**What you are asked to do**
Using the listing below, retype exactly the lines starting at the one with "I don't see that file in the CI artifact" and ending at the one with "just-ero: Ah. Locally, I", and include both.

**The data**
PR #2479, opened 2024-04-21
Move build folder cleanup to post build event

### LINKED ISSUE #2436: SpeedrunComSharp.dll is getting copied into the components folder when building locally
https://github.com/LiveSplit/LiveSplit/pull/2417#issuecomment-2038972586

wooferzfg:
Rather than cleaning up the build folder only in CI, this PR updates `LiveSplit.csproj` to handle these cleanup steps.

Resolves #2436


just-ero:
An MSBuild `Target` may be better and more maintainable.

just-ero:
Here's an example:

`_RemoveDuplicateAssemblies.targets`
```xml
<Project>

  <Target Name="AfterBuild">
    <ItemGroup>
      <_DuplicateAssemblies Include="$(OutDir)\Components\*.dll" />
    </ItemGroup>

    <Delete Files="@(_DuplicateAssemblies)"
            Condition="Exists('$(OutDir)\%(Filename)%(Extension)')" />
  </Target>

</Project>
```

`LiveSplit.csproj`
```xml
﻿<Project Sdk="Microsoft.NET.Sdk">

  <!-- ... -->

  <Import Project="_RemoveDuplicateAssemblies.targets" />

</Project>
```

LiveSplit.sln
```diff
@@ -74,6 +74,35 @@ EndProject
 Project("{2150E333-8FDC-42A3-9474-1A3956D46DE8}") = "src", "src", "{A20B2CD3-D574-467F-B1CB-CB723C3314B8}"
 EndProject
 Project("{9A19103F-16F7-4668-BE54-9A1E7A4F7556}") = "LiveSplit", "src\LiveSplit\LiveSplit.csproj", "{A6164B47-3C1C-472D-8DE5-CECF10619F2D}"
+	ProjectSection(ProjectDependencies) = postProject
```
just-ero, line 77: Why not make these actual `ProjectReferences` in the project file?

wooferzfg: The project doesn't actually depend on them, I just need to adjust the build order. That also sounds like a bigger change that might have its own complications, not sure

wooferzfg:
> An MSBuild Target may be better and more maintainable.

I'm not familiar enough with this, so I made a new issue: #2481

* * *

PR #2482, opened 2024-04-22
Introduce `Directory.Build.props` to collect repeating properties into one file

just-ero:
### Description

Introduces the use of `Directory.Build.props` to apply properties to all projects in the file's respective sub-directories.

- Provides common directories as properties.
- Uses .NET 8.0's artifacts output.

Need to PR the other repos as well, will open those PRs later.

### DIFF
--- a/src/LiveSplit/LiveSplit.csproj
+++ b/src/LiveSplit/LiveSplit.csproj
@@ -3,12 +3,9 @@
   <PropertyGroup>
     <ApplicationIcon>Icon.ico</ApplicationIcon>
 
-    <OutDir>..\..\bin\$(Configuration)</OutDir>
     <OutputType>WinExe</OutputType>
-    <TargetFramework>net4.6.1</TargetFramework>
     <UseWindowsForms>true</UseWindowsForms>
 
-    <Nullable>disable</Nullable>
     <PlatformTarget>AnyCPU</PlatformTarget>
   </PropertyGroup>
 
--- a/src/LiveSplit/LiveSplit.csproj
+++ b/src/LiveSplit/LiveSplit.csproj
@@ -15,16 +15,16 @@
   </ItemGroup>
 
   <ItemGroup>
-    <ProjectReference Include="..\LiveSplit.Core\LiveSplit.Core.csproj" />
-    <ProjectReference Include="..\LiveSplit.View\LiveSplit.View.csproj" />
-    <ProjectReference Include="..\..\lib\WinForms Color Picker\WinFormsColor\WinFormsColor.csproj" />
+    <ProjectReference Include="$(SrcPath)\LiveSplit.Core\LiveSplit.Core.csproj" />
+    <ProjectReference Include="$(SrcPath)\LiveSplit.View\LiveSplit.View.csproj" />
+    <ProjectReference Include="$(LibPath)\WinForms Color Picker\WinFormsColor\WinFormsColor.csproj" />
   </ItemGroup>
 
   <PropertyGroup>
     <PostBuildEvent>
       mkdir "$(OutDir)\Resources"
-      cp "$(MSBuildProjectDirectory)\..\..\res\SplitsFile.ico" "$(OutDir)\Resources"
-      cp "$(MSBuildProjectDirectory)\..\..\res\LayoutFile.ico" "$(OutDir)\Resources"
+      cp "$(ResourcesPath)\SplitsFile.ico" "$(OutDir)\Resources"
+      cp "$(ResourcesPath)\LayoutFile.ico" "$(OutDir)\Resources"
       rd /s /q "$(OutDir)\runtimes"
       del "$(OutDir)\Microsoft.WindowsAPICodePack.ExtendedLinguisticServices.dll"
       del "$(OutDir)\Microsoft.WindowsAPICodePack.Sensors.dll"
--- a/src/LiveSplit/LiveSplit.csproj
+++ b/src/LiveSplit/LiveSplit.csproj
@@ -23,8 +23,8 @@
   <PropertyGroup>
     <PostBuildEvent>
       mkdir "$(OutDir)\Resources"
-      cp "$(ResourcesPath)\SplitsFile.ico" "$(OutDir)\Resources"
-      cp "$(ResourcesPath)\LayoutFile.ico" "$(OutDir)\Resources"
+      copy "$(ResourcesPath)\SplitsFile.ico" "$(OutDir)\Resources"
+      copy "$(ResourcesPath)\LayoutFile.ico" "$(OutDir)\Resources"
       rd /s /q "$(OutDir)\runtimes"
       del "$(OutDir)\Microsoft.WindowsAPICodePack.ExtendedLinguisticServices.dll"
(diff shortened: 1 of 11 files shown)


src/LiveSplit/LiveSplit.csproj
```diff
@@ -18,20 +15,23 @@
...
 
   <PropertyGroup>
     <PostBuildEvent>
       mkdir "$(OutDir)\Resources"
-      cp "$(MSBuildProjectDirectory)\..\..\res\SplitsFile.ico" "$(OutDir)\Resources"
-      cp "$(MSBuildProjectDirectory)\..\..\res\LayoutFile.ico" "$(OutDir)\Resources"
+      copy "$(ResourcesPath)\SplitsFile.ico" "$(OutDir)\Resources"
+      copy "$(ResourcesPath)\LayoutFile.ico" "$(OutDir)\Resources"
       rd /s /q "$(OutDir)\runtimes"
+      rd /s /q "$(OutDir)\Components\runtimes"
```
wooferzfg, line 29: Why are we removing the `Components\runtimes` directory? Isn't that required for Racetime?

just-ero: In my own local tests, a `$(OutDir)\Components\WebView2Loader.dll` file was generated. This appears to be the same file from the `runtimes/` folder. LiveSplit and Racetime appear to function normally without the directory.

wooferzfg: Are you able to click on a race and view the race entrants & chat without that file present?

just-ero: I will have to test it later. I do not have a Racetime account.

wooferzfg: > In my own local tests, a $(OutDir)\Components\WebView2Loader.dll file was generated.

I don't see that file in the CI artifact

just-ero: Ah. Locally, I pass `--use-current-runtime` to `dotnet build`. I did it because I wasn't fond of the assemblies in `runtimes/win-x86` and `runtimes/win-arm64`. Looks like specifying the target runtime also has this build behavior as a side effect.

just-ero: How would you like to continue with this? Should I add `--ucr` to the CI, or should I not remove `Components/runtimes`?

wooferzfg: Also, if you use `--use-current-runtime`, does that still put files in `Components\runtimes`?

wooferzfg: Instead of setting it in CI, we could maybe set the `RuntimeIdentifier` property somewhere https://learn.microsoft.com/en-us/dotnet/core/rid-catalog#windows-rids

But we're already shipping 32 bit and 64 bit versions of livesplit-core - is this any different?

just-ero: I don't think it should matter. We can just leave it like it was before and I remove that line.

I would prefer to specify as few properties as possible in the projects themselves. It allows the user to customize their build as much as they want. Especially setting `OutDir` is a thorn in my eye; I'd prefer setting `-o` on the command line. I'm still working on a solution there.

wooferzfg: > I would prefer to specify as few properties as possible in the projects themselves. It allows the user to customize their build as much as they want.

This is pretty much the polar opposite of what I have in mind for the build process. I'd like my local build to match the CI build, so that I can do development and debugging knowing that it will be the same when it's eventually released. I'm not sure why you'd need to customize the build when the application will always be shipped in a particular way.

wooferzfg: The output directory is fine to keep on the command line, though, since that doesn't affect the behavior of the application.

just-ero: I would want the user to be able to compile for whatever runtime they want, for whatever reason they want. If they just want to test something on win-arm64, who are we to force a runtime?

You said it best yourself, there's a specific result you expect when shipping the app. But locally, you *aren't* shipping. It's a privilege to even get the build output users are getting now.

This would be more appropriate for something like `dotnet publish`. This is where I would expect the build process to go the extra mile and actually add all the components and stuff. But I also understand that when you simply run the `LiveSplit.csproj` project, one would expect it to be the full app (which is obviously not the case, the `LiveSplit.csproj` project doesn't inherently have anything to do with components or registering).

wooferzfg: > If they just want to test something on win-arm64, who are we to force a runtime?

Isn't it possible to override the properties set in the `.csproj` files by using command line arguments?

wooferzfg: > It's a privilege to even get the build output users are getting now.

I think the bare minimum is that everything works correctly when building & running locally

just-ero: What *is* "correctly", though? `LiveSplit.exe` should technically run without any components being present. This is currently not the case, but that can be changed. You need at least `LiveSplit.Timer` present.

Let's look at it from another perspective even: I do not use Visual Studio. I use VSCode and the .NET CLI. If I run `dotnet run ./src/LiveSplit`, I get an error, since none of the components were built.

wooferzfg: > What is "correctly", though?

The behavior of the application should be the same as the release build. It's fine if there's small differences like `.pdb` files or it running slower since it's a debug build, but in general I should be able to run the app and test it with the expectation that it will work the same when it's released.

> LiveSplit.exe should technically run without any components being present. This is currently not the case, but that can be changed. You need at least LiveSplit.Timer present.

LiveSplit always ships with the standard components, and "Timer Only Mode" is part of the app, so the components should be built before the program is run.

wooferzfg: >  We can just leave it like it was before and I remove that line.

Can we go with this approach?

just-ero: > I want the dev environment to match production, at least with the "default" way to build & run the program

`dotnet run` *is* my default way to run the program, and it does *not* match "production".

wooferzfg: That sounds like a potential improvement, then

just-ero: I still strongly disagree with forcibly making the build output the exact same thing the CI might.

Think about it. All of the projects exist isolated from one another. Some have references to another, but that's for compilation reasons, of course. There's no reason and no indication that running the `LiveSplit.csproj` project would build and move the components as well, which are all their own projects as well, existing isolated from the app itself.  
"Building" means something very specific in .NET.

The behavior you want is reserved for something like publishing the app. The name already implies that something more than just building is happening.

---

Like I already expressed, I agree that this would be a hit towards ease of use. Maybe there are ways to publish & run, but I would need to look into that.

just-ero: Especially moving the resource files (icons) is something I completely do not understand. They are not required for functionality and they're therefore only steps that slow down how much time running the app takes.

---

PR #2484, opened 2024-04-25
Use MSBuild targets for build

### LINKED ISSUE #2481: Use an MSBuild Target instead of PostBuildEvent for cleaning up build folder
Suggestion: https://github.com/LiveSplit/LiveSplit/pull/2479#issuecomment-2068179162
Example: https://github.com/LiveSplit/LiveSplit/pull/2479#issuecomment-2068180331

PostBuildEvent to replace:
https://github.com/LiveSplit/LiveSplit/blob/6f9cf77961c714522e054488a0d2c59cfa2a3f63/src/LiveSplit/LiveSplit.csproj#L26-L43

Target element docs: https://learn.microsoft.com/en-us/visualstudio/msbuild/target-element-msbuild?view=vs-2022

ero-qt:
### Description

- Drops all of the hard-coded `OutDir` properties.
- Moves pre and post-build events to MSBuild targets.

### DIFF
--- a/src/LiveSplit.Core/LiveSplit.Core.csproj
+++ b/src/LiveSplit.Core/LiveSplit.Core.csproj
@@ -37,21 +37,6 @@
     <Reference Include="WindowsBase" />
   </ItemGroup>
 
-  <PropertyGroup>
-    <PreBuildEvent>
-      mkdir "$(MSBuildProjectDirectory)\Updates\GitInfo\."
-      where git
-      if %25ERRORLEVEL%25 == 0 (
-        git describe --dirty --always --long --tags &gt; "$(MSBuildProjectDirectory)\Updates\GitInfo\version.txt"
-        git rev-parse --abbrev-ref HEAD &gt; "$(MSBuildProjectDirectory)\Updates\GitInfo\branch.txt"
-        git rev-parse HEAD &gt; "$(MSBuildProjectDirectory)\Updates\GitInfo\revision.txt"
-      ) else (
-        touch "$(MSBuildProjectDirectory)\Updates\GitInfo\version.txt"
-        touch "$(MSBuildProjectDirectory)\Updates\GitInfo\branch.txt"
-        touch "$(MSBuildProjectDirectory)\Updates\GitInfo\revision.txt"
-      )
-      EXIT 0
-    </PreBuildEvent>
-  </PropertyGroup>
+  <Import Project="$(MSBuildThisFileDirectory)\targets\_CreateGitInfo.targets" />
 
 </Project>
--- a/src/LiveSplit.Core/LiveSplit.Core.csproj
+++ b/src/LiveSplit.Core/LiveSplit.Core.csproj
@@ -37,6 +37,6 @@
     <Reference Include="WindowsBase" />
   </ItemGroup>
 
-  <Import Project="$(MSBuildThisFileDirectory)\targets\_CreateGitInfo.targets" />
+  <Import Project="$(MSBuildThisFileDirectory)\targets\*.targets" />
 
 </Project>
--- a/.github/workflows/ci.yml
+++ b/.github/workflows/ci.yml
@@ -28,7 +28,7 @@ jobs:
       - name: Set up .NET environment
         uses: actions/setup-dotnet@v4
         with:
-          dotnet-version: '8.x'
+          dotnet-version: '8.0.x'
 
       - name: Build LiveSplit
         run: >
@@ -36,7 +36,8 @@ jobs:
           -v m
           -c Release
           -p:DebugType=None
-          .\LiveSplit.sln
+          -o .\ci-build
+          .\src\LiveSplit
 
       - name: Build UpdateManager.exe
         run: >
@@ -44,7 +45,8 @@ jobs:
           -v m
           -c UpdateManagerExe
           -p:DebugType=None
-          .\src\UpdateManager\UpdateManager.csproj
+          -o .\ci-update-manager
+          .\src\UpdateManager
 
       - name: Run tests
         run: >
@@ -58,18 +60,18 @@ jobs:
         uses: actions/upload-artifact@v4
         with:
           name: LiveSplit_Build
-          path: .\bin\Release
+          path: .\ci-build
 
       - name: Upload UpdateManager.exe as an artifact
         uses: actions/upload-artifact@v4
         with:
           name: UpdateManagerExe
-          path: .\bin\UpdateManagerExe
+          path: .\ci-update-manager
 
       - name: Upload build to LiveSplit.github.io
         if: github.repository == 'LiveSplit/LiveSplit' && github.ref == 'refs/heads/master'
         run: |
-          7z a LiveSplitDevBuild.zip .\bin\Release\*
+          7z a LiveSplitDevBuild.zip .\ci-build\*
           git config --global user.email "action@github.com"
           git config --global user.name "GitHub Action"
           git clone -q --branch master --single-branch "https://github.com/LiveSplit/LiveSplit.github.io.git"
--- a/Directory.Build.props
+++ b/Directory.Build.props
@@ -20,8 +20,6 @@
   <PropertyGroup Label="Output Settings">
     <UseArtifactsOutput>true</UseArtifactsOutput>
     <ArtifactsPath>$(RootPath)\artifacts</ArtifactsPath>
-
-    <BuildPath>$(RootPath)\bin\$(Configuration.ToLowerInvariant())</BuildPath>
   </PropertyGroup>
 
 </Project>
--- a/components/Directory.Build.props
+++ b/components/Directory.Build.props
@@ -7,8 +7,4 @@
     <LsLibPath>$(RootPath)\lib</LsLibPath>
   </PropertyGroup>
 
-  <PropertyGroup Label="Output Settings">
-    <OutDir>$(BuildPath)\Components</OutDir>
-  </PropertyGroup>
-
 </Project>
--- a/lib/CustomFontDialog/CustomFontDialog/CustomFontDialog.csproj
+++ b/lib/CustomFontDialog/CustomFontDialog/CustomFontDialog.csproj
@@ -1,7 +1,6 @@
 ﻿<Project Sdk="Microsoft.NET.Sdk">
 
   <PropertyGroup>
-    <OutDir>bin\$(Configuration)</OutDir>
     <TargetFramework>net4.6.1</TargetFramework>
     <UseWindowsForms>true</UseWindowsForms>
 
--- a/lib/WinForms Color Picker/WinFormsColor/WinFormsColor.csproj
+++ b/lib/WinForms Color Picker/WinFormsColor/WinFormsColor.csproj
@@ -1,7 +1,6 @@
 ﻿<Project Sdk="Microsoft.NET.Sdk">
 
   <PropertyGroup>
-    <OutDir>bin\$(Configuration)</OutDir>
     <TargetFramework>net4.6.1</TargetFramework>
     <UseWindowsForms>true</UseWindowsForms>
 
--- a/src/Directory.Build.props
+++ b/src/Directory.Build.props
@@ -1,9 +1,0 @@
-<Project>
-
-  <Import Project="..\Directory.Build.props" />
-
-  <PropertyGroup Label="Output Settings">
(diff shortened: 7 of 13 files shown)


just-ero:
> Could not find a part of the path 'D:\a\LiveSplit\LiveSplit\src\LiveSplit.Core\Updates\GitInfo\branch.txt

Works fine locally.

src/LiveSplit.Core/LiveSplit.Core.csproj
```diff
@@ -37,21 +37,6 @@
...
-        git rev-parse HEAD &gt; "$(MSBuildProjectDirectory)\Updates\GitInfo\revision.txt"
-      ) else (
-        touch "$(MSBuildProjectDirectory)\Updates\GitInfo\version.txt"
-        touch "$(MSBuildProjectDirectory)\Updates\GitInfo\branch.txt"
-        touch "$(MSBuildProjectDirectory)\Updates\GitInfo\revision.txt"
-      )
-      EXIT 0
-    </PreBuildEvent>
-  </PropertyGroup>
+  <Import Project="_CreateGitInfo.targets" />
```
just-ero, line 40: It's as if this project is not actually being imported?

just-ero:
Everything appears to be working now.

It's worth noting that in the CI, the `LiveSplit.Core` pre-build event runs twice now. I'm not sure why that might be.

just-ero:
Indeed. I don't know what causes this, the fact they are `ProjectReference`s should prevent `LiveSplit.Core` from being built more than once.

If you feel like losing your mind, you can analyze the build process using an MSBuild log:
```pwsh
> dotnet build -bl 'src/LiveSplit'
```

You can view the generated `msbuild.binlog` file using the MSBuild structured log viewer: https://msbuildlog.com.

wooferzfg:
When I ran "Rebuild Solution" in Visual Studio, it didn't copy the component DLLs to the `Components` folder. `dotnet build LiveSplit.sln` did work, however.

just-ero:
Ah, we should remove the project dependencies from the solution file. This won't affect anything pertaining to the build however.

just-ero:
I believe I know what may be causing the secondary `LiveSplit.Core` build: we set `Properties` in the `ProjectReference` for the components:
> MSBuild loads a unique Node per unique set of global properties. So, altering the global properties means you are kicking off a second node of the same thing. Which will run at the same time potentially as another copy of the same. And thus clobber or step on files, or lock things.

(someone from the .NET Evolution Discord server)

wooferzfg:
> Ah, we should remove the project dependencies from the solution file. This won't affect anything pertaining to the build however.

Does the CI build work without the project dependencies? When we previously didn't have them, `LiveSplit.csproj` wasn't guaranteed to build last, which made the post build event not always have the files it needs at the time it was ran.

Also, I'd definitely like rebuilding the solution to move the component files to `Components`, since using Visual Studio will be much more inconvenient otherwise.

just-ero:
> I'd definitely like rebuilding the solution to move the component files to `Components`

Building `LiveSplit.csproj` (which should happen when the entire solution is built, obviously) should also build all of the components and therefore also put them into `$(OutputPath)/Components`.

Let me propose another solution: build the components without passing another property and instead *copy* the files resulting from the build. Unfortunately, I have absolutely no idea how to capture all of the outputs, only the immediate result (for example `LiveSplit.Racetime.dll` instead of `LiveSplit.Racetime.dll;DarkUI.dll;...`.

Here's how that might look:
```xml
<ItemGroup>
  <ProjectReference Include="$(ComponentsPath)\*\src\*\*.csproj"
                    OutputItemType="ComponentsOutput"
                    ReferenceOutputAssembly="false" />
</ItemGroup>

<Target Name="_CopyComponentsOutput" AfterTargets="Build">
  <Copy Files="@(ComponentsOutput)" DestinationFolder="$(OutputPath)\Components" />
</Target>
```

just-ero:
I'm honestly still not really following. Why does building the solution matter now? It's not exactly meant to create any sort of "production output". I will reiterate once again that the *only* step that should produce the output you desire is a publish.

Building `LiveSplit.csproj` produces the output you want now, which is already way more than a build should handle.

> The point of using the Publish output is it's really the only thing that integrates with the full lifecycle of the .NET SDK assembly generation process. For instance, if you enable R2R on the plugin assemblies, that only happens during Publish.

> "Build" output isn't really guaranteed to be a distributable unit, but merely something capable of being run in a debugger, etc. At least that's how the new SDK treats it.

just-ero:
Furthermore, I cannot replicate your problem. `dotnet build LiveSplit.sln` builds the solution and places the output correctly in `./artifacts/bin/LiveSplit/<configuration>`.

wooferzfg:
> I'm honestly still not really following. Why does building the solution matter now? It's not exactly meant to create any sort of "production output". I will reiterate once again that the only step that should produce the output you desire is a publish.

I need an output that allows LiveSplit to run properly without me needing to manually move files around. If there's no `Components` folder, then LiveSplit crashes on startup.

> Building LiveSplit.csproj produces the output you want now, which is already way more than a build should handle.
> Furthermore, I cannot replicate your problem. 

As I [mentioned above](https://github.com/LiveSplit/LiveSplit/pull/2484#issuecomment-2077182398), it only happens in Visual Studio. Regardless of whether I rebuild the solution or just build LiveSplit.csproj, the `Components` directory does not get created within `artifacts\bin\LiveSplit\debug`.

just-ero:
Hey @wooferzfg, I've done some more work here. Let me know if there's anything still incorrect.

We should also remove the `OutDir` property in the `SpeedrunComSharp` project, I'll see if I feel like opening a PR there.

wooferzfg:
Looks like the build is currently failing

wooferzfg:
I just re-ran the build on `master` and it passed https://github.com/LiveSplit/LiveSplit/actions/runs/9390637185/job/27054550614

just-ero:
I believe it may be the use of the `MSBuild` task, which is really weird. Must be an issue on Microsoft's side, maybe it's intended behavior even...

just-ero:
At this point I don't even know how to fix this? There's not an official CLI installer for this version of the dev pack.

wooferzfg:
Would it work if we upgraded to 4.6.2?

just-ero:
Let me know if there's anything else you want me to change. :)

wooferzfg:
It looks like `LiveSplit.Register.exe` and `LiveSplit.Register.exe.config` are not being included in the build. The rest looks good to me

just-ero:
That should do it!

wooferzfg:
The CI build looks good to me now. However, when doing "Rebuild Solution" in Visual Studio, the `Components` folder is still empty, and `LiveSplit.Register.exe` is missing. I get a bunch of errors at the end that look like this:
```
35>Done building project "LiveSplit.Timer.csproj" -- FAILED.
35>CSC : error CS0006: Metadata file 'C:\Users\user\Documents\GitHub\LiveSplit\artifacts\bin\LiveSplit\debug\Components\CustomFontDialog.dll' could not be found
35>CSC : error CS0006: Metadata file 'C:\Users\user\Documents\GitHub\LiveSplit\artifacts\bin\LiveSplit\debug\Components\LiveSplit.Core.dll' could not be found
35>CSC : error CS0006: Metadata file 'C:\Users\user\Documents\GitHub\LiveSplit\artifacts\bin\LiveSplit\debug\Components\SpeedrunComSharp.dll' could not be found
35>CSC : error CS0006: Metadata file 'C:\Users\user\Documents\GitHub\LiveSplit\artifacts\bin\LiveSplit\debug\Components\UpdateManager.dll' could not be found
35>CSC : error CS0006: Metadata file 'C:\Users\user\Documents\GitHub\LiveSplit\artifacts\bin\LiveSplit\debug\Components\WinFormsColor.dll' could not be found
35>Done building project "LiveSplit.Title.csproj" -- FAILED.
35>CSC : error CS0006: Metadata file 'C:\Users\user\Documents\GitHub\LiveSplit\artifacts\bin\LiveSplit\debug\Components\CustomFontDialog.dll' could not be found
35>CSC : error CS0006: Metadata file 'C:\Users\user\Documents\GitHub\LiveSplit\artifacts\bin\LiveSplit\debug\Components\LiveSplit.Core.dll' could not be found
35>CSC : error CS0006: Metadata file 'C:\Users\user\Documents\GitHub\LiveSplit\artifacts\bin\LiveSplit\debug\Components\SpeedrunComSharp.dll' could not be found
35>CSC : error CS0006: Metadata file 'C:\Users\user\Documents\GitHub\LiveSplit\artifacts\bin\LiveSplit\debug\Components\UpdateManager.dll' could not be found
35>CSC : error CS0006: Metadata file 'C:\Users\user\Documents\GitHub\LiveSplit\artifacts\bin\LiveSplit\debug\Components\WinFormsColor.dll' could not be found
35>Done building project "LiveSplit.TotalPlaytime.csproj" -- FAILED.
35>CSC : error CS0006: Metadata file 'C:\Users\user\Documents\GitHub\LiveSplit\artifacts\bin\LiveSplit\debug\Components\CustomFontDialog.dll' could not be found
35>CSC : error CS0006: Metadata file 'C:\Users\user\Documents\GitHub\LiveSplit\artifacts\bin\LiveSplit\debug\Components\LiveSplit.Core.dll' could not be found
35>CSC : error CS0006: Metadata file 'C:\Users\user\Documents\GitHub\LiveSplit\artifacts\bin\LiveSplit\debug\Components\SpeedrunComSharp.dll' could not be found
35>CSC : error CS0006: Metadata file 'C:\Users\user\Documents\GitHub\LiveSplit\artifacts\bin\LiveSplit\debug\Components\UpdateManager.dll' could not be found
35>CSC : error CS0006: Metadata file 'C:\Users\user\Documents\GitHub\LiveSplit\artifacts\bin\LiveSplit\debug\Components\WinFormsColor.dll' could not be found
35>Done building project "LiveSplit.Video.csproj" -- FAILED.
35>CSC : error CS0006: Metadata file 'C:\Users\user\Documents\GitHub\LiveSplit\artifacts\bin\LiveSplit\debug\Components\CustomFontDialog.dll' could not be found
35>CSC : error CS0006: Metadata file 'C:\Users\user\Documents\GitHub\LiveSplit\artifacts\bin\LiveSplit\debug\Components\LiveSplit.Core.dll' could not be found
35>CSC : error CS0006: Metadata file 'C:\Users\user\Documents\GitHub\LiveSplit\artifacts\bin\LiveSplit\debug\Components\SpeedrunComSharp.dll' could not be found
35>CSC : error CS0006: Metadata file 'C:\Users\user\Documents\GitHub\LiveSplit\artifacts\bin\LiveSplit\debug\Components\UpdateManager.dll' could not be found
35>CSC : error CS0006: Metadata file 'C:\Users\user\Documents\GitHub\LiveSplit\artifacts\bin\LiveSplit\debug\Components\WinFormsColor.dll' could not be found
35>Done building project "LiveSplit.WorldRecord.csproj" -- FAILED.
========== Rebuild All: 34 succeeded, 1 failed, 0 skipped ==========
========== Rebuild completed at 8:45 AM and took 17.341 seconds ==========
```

**Problem solution**
I don't see that file in the CI artifact

just-ero: Ah. Locally, I pass `--use-current-runtime` to `dotnet build`. I did it because I wasn't fond of the assemblies in `runtimes/win-x86` and `runtimes/win-arm64`. Looks like specifying the target runtime also has this build behavior as a side effect.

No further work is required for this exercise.